For each patient in the antibiotic prescribing sample, we calculated the person-years at risk between the start and end of the patient’s record. Person-years was grouped by gender, age group, and comorbidity. Age groups were from 0 to 4, 5 to 9, and 10 to 14 years and then 10-year age groups up to 85 years and over. Infection consultations were evaluated using Read codes as outlined above. Antibiotic prescriptions were evaluated using product codes for antibiotics listed in section 5.1 of the British National Formulary, excluding methenamine and drugs for tuberculosis and leprosy. Different antibiotic classes and antibiotic doses were not considered further in this analysis. Multiple antibiotic prescription records on the same day were considered as a single antibiotic prescription.
Evaluation of frailty
We used Clegg’s e-Frailty Index to evaluate frailty level . The e-Frailty Index includes 36 deficits, which are evaluated as present or absent based on Read-coded electronic health records. Patients were classified as being ‘nonfrail’ or having ‘mild’, ‘moderate’, or ‘severe’ frailty based on the number of deficits recorded. We evaluated frailty for each patient in each calendar year of study  in order to provide a frailty estimate for the index year of each sepsis episode. We also estimated consultation rates and antibiotic prescribing proportions by frailty category for the antibiotic prescribing sample.

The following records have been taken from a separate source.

PR #2879, opened 2022-02-11
Allow `for`'s target expression to be starred

### LINKED ISSUE #2878: Black cannot parse multiple unpacking operations in one line
**Describe the bug**

Black cannot parse an expression with multiple unpacking operations on one line that executes fine with Python.

**To Reproduce**

For example, take this code:

```python
a = [1, 2]
b = ["3", "4"]

for x in *a, *b:
    print(x)

c = *a, *b
print(c)

```

```sh
$ black file.py --target-version py39
```

The resulting error is:

> error: cannot format test.py: Cannot parse: 4:9: for x in *a, *b:

**Expected behavior**

Essentially, nothing. The file is already formatted fine. But black shouldn't raise an error ;)

**Environment**

- Black's version: 22.1.0
- OS and Python version: Python 3.9.1, Red Hat 4.8.5-44

**Additional context**

Running the file produces the following output:

```
$ python file.py
1
2
3
4
(1, 2, '3', '4')
```

Microsoft's Pylance also doesn't understand this (and the second to last line where `c` is assigned). See https://github.com/microsoft/pylance-release/issues/2371

isidentical:
Fixes #2878

### DIFF
--- a/CHANGES.md
+++ b/CHANGES.md
@@ -41,7 +41,7 @@
 
 ### Parser
 
-- Black can now parse starred expressions in the target of the `for`/`async for`
+- Black can now parse starred expressions in the target of `for` and `async for`
   statements, e.g `for item in *items_1, *items_2: pass` (#2879).
 
 ### Performance
--- a/CHANGES.md
+++ b/CHANGES.md
@@ -41,7 +41,8 @@
 
 ### Parser
 
-<!-- Changes to the parser or to version autodetection -->
+- Black can now parse starred expressions in the target of the `for`/`async for`
+  statements, e.g `for item in *items_1, *items_2: pass` (#2879).
 
 ### Performance
 
--- a/tests/test_format.py
+++ b/tests/test_format.py
@@ -62,6 +62,7 @@ SIMPLE_CASES: List[str] = [
 ]
 
 PY310_CASES: List[str] = [
+    "starred_for_target",
     "pattern_matching_simple",
     "pattern_matching_complex",
     "pattern_matching_extras",
--- a/src/blib2to3/Grammar.txt
+++ b/src/blib2to3/Grammar.txt
@@ -109,7 +109,7 @@ compound_stmt: if_stmt | while_stmt | for_stmt | try_stmt | with_stmt | funcdef 
 async_stmt: ASYNC (funcdef | with_stmt | for_stmt)
 if_stmt: 'if' namedexpr_test ':' suite ('elif' namedexpr_test ':' suite)* ['else' ':' suite]
 while_stmt: 'while' namedexpr_test ':' suite ['else' ':' suite]
-for_stmt: 'for' exprlist 'in' testlist ':' suite ['else' ':' suite]
+for_stmt: 'for' exprlist 'in' testlist_star_expr ':' suite ['else' ':' suite]
 try_stmt: ('try' ':' suite
            ((except_clause ':' suite)+
 	    ['else' ':' suite]
--- a/tests/data/starred_for_target.py
+++ b/tests/data/starred_for_target.py
@@ -1,0 +1,27 @@
+for x in *a, *b:
+    print(x)
+
+for x in a, b, *c:
+    print(x)
+
+for x in *a, b, c:
+    print(x)
+
+for x in *a, b, *c:
+    print(x)
+
+async for x in *a, *b:
+    print(x)
+
+async for x in *a, b, *c:
+    print(x)
+
+async for x in a, b, *c:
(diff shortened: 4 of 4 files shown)


tests/test_format.py
```diff
@@ -62,6 +62,7 @@
 ]
 
 PY310_CASES: List[str] = [
+    "starred_for_target",
```
JelleZijlstra, line 65: I don't think this needs to be 310-specific

CHANGES.md
```diff
@@ -41,7 +41,8 @@
 
 ### Parser
 
-<!-- Changes to the parser or to version autodetection -->
+- Black can now parse starred expressions in the target of the `for`/`async for`
```
JelleZijlstra, line 44:
```suggestion
- Black can now parse starred expressions in the target of `for` and `async for`
```

JelleZijlstra (changes requested):
Thanks, some minor feedback.

Also, I noticed that `[x for x in *a, *b]` isn't allowed. Just curious, do you know why that is?

isidentical:
@JelleZijlstra this seems to be something that was introduced during the PEG parser merge, but there is no official reference in anywhere beside the grammar. I have no knowledge on the comprehensions, but perhaps @pablogsal can shed more light in that.

tests/test_format.py
isidentical: Since the PEP 617 was opt-out in 3.9, the given examples are rejected by the official AST when the user starts the python interpreter with `-Xoldparser`. It is why I've added tests to 3.10 group.

JelleZijlstra (approved):

pablogsal:
> @JelleZijlstra this seems to be something that was introduced during the PEG parser merge, but there is no official reference in anywhere beside the grammar. I have no knowledge on the comprehensions, but perhaps @pablogsal can shed more light in that.

Hummm, maybe I am misunderstanding this, but this syntax has never been allowed:

```
Python 3.8.12 (default, Nov  1 2021, 12:21:59)
>>> [y for y in *x, *y]
  File "<stdin>", line 1
    [y for y in *x, *y]
                ^
SyntaxError: invalid syntax
```

```
Python 3.10.2 (main, Jan 17 2022, 12:00:35)
>>> [y for y in *x, *y]
  File "<stdin>", line 1
    [y for y in *x, *y]
                ^
SyntaxError: invalid syntax
```

pablogsal:
This is In the same spirit as `[x,y for x,y in range(10)]` being invalid. We have an error for this in 3.10:

```
>>> [x,y for x,y in x]
  File "<stdin>", line 1
    [x,y for x,y in x]
     ^^^
SyntaxError: did you forget parentheses around the comprehension target?
```

JelleZijlstra:
My thinking process was just "hey, I didn't know this was allowed, I wonder where else it could be allowed". But it does make sense that we're a bit stricter in comprehensions than in standalone for loops. Thanks for the extra information!

isidentical:
@pablogsal no, I have meant the regular `for` syntax:
```
$ python -c "for a in *[], *[]: pass"
$ python -Xoldparser -c "for a in *[], *[]: pass"
  File "<string>", line 1
    for a in *[], *[]: pass
             ^
SyntaxError: invalid syntax
```

The git bisect tells me that this behavior initially got introduced in the PEP 617 merge.

pablogsal:
> The git bisect tells me that this behavior initially got introduced in the PEP 617 merge.

Ah, sorry, I misunderstood your comment. Yes, that was introduced on PEP 617 merge but I am not actually sure that was on purpose as I cannot find any previous discussion. 

Maybe we need to revert that :(

isidentical:
> Maybe we need to revert that :(

It might be a bit too late, no? (it was part of both 3.9/3.10 stable). But yea, let's create a bpo ticket to discuss further.

pablogsal:
> It might be a bit too late, no? (it was part of both 3.9/3.10 stable). But yea, let's create a bpo ticket to discuss further.

It may be, but if we treat it like a bug, you are technically not allowed to rely on the bug :)

pablogsal:
Opened https://bugs.python.org/issue46725

JelleZijlstra:
Let's hold off on merging this until the BPO is resolved. If CPython's decision is to remove the syntax, I think it makes sense for Black to disallow it too.

ichard26 (approved):
Has been documented in https://github.com/python/cpython/pull/31481. Thanks for fixing this Batuhan!

AIvinAt169922K (commented):
Good luck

As full electronic health record data were not available for the entire CPRD GOLD denominator, we allocated person-years to frailty categories using the proportion in each frailty category that we observed in the antibiotic prescribing sample. Although the concept of frailty may be applied at any age, frailty was only evaluated from 55 years and older because most patients under the age of 55 years were classed as nonfrail or as having only mild frailty (S5 Table).

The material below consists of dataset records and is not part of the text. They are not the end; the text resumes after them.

PR #2884, opened 2022-02-17
switch license to GPL-V3

libererer:


isidentical:
I don't think you can simply re-license the whole repo without any valid reason / asking each non-trivial contributor for their permission.

cooperlees:
Interesting the contributor joined GitHub 10 hours ago too …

In order to evaluate the probability of sepsis following an infection consultation in primary care, we constructed a decision tree (Fig 1) . An individual developing an infection may decide to consult their general practice or not; if they consult, they may be prescribed antibiotics or not; subsequently, they may develop sepsis or not. We used estimates from CPRD data analysis to populate the decision tree with empirical estimates for probabilities as outlined in Table 1. We used Bayes’ theorem to estimate the probability of sepsis following an infection consultation if antibiotics were prescribed or if antibiotics were not prescribed. We estimated the ‘number needed to treat’ (NNT), the number of antibiotic prescriptions required to prevent one sepsis event, as the reciprocal of the difference in probability of sepsis with and without antibiotics. We obtained central estimates and 95% uncertainty intervals from 10,000 random draws from the beta distribution . All estimates were stratified by gender and 10-year age group. For the population aged 55 years and older, we also stratified by frailty category. We also evaluated subgroups of common infections, including RTI, skin infections, and UTI.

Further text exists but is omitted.